[Task description]:
These entries must be printed again exactly as they are.

[Opening The data section]

PR #3205, opened 2026-07-10
GO-7366 Fix files stuck in Syncing: confirm sync via file node without local blocks

requilence:
## Problem

File objects can get stuck showing "Syncing" forever (`fileBackupStatus = Queued`, no `syncError`), with nothing actionable in the UI or logs. The bytes are typically already on the file node — the client just can never confirm it:

1. **`filesync.AddFile` silently dropped files whose root block wasn't in the local store** — no queue item, no log. But a file object may legitimately reference a fileId with no local blocks: import dedup reuses an existing fileId **cross-space** without re-adding blocks, while the file-object lookup is space-scoped. Importing the same content into a second space therefore creates a fresh object born at `Queued` that filesync never touches.
2. Even for queued files, confirming "already backed up" required **walking the entire DAG through the local-only store**: any locally-missing block failed the walk and parked the item in `FileStateMissingBlocks` — terminal and silent since GO-7034. The bind path (`BlocksCheck` → `BlocksBind` → `Synced`) was unreachable exactly for the files that needed it.
3. Dedup had **no `isDeleted` filter**, so a canceled/rolled-back import (objects deleted, blocks offloaded) followed by a re-import reuses fileIds whose blocks were just wiped.

## Solution

- `AddFile` always enqueues; local presence is no longer a precondition.
- New `enumerateFileCids` collects the full cid set + sizes **without leaf data**: structural dag-pb nodes are read local-first with file-node fallback (cached locally); leaf chunks are enumerated from parent links when provably leaves (unixfs metadata; exact for our 1MiB chunker). Enumerating a fully-remote 10GB file costs ~500KB of structural fetches — content is never downloaded.
- Plan-driven upload: cids the node already has are **bound by cid** (batches of 64); only `NotExists` blocks are read from the local store and pushed. A file already on the node reaches `Synced` with zero bytes transferred in either direction. Side effect: `ExistsInSpace` blocks are no longer re-uploaded on resume.
- `FileStateMissingBlocks` now means "blocks found neither locally nor on the node": logged at WARN **with objectId/fileId/spaceId**, retried by a dedicated queue consumer with capped exponential backoff (10min ×4ⁿ, max 24h), woken immediately by `AddFile`/`MarkUploaded`. Parking drops the cached availability plan so retries re-check the node; transient (offline) errors keep the long backoff instead of the 1-minute retry.
- `isDeleted` filters on both dedup queries and on the startup re-enqueue sweep.

## Repair of already-stuck files

No migration needed: the existing startup sweep (`ensureNotSyncedFilesAddedToQueue`) re-enqueues own non-Synced file objects; they now get verified against the node, bound, and flipped to `Synced`, which replicates to other devices. No re-upload, no content download (~120KB of structural/small-variant fetches per image-class file, cached).

## Compatibility / resources

- Only pre-existing `fileBackupStatus` values are written; old clients converge via their `markUploadedHook` when `Synced` replicates in. Queue-item schema change (`missingBlocksRetries`) is tolerated in both up-/downgrade directions.
- Node-side `BlocksBind` is idempotent and quota-enforced; the limit error routes to the existing `Limited` path. Simultaneous repair from two devices is safe.
- Steady-state cost of a permanently-missing file: ~1 BlockGet + 1 WARN line per day.

## Testing

- New reproducers in `core/files/filesync/bind_test.go` (all fail on the old code): bind-without-local-blocks, partial-local, mixed bind+upload, missing-everywhere → park → recover via retrier, stale-plan drop, `AddFile` wake.
- `TestFileSync_AddFile_SkipWhenNotLocal` inverted to assert the new queueing behavior; dedup `isDeleted` tests in `core/files/queries_test.go`.
- Full `./core/files/...` and `./core/syncstatus/...` suites pass.

Linear: GO-7366

### DIFF
--- a/core/files/fileobject/service.go
+++ b/core/files/fileobject/service.go
@@ -270,6 +270,11 @@ func (s *service) ensureNotSyncedFilesAddedToQueue() error {
 				Condition:   model.BlockContentDataviewFilter_NotEqual,
 				Value:       domain.Int64(int64(filesyncstatus.Synced)),
 			},
+			{
+				RelationKey: bundle.RelationKeyIsDeleted,
+				Condition:   model.BlockContentDataviewFilter_NotEqual,
+				Value:       domain.Bool(true),
+			},
 		},
 	})
 	if err != nil {
--- a/core/files/filestorage/rpcstore/inmemory.go
+++ b/core/files/filestorage/rpcstore/inmemory.go
@@ -62,6 +62,11 @@ type InMemoryStore struct {
 	errMu        sync.Mutex
 	spaceInfoErr error
 
+	// availabilityOmit cids are silently dropped from CheckAvailability
+	// responses. Used in tests to simulate a node that doesn't answer for
+	// some of the requested cids.
+	availabilityOmit map[cid.Cid]struct{}
+
 	stats *InMemoryStoreStats
 }
 
@@ -113,6 +118,9 @@ func (t *InMemoryStore) CheckAvailability(ctx context.Context, spaceId string, c
 
 	checkResult := make([]*fileproto.BlockAvailability, 0, len(cids))
 	for _, cid := range cids {
+		if _, omit := t.availabilityOmit[cid]; omit {
+			continue
+		}
 		status := fileproto.AvailabilityStatus_NotExists
 		if _, ok := t.store[cid]; ok {
 			status = fileproto.AvailabilityStatus_Exists
@@ -135,8 +143,13 @@ func (t *InMemoryStore) BindCids(ctx context.Context, spaceId string, fileId dom
 
 	var bytesToBind int
 	for _, cid := range cids {
+		b, ok := t.store[cid]
+		if !ok {
+			// The real node refuses to bind a cid it doesn't have
+			return fileprotoerr.ErrCIDNotFound
+		}
 		if !t.isCidBinded(spaceId, cid) {
-			bytesToBind += len(t.store[cid].RawData())
+			bytesToBind += len(b.RawData())
 		}
 	}
 	if !t.isWithinLimits(bytesToBind) {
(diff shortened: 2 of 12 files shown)


requilence:
Ran a 4-lens adversarial review (correctness/concurrency, DAG & data integrity, failure modes/operations, tests & contracts) over the first commit. Results, addressed in e4ba1c1:

**Confirmed and fixed**
- *Correctness*: a parked (MissingBlocks) item whose availability check finally succeeded kept its parked state through the rest of the pipeline — a transient failure after recovery (e.g. a SpaceInfo blip) re-buried it for up to 24h and retained the fresh plan on a parked item. It now returns to PendingUpload (counter reset) the moment the check succeeds. Regression test is mutation-verified.
- *Operations*: an offline device churned its whole re-enqueued backlog every 60s with dial attempts + ERROR logs (the long backoff only covered MissingBlocks, a state unreachable while offline). Connectivity failures (`ErrNoConnectionToAnyFileClient`, `ErrUnableToConnect`) now reschedule at 5min and log at WARN.
- *Quality*: bare error return in `bindCids`; misleading safety comment on `childrenAreLeafChunks` (the per-child blocksize check makes the leaf classification exact for any chunker above ~6KB — stronger than previously stated).
- *Test gaps*: added coverage for >64-cid check/bind batching, the ExistsInSpace fast path, unanswered cids in a BlocksCheck response, bind-not-found dropping the cached plan, deletion resetting a parked schedule, and the retry-delay math. The in-memory node fake now returns `ErrCIDNotFound` for unknown cids in BindCids (was a panic) and can omit cids from availability responses.

**Verified clean (survived refutation)**
- DAG lens: leaf-proof sound for every anytype-produced DAG shape (incl. 174/175-chunk boundaries, multi-level, empty/single-chunk); size accounting byte-identical to the old walk; bind completeness and cross-space isolation hold.
- Concurrency: queue locking serializes all per-object access; limit allocate/deallocate pairing balanced on every branch; batch-callback races and shutdown clean.
- Crash windows converge: already-bound cids come back as ExistsInSpace on reprocessing, so partial bind/upload interruptions are idempotent.

**Noted, not addressed here** (low/pre-existing): startup re-enqueue has no jitter (one-time, per-device serialized by the reserved connection — capacity note for release day); state-rebuild hooks can wake a parked item for one extra node round-trip (by design, bounded); a pre-existing free-space miscount in `getLimitedFile` when an item parks mid-drain.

[Closing The data section]

[Output for this task]:
PR #3205, opened 2026-07-10
GO-7366 Fix files stuck in Syncing: confirm sync via file node without local blocks

requilence:
## Problem

File objects can get stuck showing "Syncing" forever (`fileBackupStatus = Queued`, no `syncError`), with nothing actionable in the UI or logs. The bytes are typically already on the file node — the client just can never confirm it:

1. **`filesync.AddFile` silently dropped files whose root block wasn't in the local store** — no queue item, no log. But a file object may legitimately reference a fileId with no local blocks: import dedup reuses an existing fileId **cross-space** without re-adding blocks, while the file-object lookup is space-scoped. Importing the same content into a second space therefore creates a fresh object born at `Queued` that filesync never touches.
2. Even for queued files, confirming "already backed up" required **walking the entire DAG through the local-only store**: any locally-missing block failed the walk and parked the item in `FileStateMissingBlocks` — terminal and silent since GO-7034. The bind path (`BlocksCheck` → `BlocksBind` → `Synced`) was unreachable exactly for the files that needed it.
3. Dedup had **no `isDeleted` filter**, so a canceled/rolled-back import (objects deleted, blocks offloaded) followed by a re-import reuses fileIds whose blocks were just wiped.

## Solution

- `AddFile` always enqueues; local presence is no longer a precondition.
- New `enumerateFileCids` collects the full cid set + sizes **without leaf data**: structural dag-pb nodes are read local-first with file-node fallback (cached locally); leaf chunks are enumerated from parent links when provably leaves (unixfs metadata; exact for our 1MiB chunker). Enumerating a fully-remote 10GB file costs ~500KB of structural fetches — content is never downloaded.
- Plan-driven upload: cids the node already has are **bound by cid** (batches of 64); only `NotExists` blocks are read from the local store and pushed. A file already on the node reaches `Synced` with zero bytes transferred in either direction. Side effect: `ExistsInSpace` blocks are no longer re-uploaded on resume.
- `FileStateMissingBlocks` now means "blocks found neither locally nor on the node": logged at WARN **with objectId/fileId/spaceId**, retried by a dedicated queue consumer with capped exponential backoff (10min ×4ⁿ, max 24h), woken immediately by `AddFile`/`MarkUploaded`. Parking drops the cached availability plan so retries re-check the node; transient (offline) errors keep the long backoff instead of the 1-minute retry.
- `isDeleted` filters on both dedup queries and on the startup re-enqueue sweep.

## Repair of already-stuck files

No migration needed: the existing startup sweep (`ensureNotSyncedFilesAddedToQueue`) re-enqueues own non-Synced file objects; they now get verified against the node, bound, and flipped to `Synced`, which replicates to other devices. No re-upload, no content download (~120KB of structural/small-variant fetches per image-class file, cached).

## Compatibility / resources

- Only pre-existing `fileBackupStatus` values are written; old clients converge via their `markUploadedHook` when `Synced` replicates in. Queue-item schema change (`missingBlocksRetries`) is tolerated in both up-/downgrade directions.
- Node-side `BlocksBind` is idempotent and quota-enforced; the limit error routes to the existing `Limited` path. Simultaneous repair from two devices is safe.
- Steady-state cost of a permanently-missing file: ~1 BlockGet + 1 WARN line per day.

## Testing

- New reproducers in `core/files/filesync/bind_test.go` (all fail on the old code): bind-without-local-blocks, partial-local, mixed bind+upload, missing-everywhere → park → recover via retrier, stale-plan drop, `AddFile` wake.
- `TestFileSync_AddFile_SkipWhenNotLocal` inverted to assert the new queueing behavior; dedup `isDeleted` tests in `core/files/queries_test.go`.
- Full `./core/files/...` and `./core/syncstatus/...` suites pass.

Linear: GO-7366

### DIFF
--- a/core/files/fileobject/service.go
+++ b/core/files/fileobject/service.go
@@ -270,6 +270,11 @@ func (s *service) ensureNotSyncedFilesAddedToQueue() error {
 				Condition:   model.BlockContentDataviewFilter_NotEqual,
 				Value:       domain.Int64(int64(filesyncstatus.Synced)),
 			},
+			{
+				RelationKey: bundle.RelationKeyIsDeleted,
+				Condition:   model.BlockContentDataviewFilter_NotEqual,
+				Value:       domain.Bool(true),
+			},
 		},
 	})
 	if err != nil {
--- a/core/files/filestorage/rpcstore/inmemory.go
+++ b/core/files/filestorage/rpcstore/inmemory.go
@@ -62,6 +62,11 @@ type InMemoryStore struct {
 	errMu        sync.Mutex
 	spaceInfoErr error
 
+	// availabilityOmit cids are silently dropped from CheckAvailability
+	// responses. Used in tests to simulate a node that doesn't answer for
+	// some of the requested cids.
+	availabilityOmit map[cid.Cid]struct{}
+
 	stats *InMemoryStoreStats
 }
 
@@ -113,6 +118,9 @@ func (t *InMemoryStore) CheckAvailability(ctx context.Context, spaceId string, c
 
 	checkResult := make([]*fileproto.BlockAvailability, 0, len(cids))
 	for _, cid := range cids {
+		if _, omit := t.availabilityOmit[cid]; omit {
+			continue
+		}
 		status := fileproto.AvailabilityStatus_NotExists
 		if _, ok := t.store[cid]; ok {
 			status = fileproto.AvailabilityStatus_Exists
@@ -135,8 +143,13 @@ func (t *InMemoryStore) BindCids(ctx context.Context, spaceId string, fileId dom
 
 	var bytesToBind int
 	for _, cid := range cids {
+		b, ok := t.store[cid]
+		if !ok {
+			// The real node refuses to bind a cid it doesn't have
+			return fileprotoerr.ErrCIDNotFound
+		}
 		if !t.isCidBinded(spaceId, cid) {
-			bytesToBind += len(t.store[cid].RawData())
+			bytesToBind += len(b.RawData())
 		}
 	}
 	if !t.isWithinLimits(bytesToBind) {
(diff shortened: 2 of 12 files shown)


requilence:
Ran a 4-lens adversarial review (correctness/concurrency, DAG & data integrity, failure modes/operations, tests & contracts) over the first commit. Results, addressed in e4ba1c1:

**Confirmed and fixed**
- *Correctness*: a parked (MissingBlocks) item whose availability check finally succeeded kept its parked state through the rest of the pipeline — a transient failure after recovery (e.g. a SpaceInfo blip) re-buried it for up to 24h and retained the fresh plan on a parked item. It now returns to PendingUpload (counter reset) the moment the check succeeds. Regression test is mutation-verified.
- *Operations*: an offline device churned its whole re-enqueued backlog every 60s with dial attempts + ERROR logs (the long backoff only covered MissingBlocks, a state unreachable while offline). Connectivity failures (`ErrNoConnectionToAnyFileClient`, `ErrUnableToConnect`) now reschedule at 5min and log at WARN.
- *Quality*: bare error return in `bindCids`; misleading safety comment on `childrenAreLeafChunks` (the per-child blocksize check makes the leaf classification exact for any chunker above ~6KB — stronger than previously stated).
- *Test gaps*: added coverage for >64-cid check/bind batching, the ExistsInSpace fast path, unanswered cids in a BlocksCheck response, bind-not-found dropping the cached plan, deletion resetting a parked schedule, and the retry-delay math. The in-memory node fake now returns `ErrCIDNotFound` for unknown cids in BindCids (was a panic) and can omit cids from availability responses.

**Verified clean (survived refutation)**
- DAG lens: leaf-proof sound for every anytype-produced DAG shape (incl. 174/175-chunk boundaries, multi-level, empty/single-chunk); size accounting byte-identical to the old walk; bind completeness and cross-space isolation hold.
- Concurrency: queue locking serializes all per-object access; limit allocate/deallocate pairing balanced on every branch; batch-callback races and shutdown clean.
- Crash windows converge: already-bound cids come back as ExistsInSpace on reprocessing, so partial bind/upload interruptions are idempotent.

**Noted, not addressed here** (low/pre-existing): startup re-enqueue has no jitter (one-time, per-device serialized by the reserved connection — capacity note for release day); state-rebuild hooks can wake a parked item for one extra node round-trip (by design, bounded); a pre-existing free-space miscount in `getLimitedFile` when an item parks mid-drain.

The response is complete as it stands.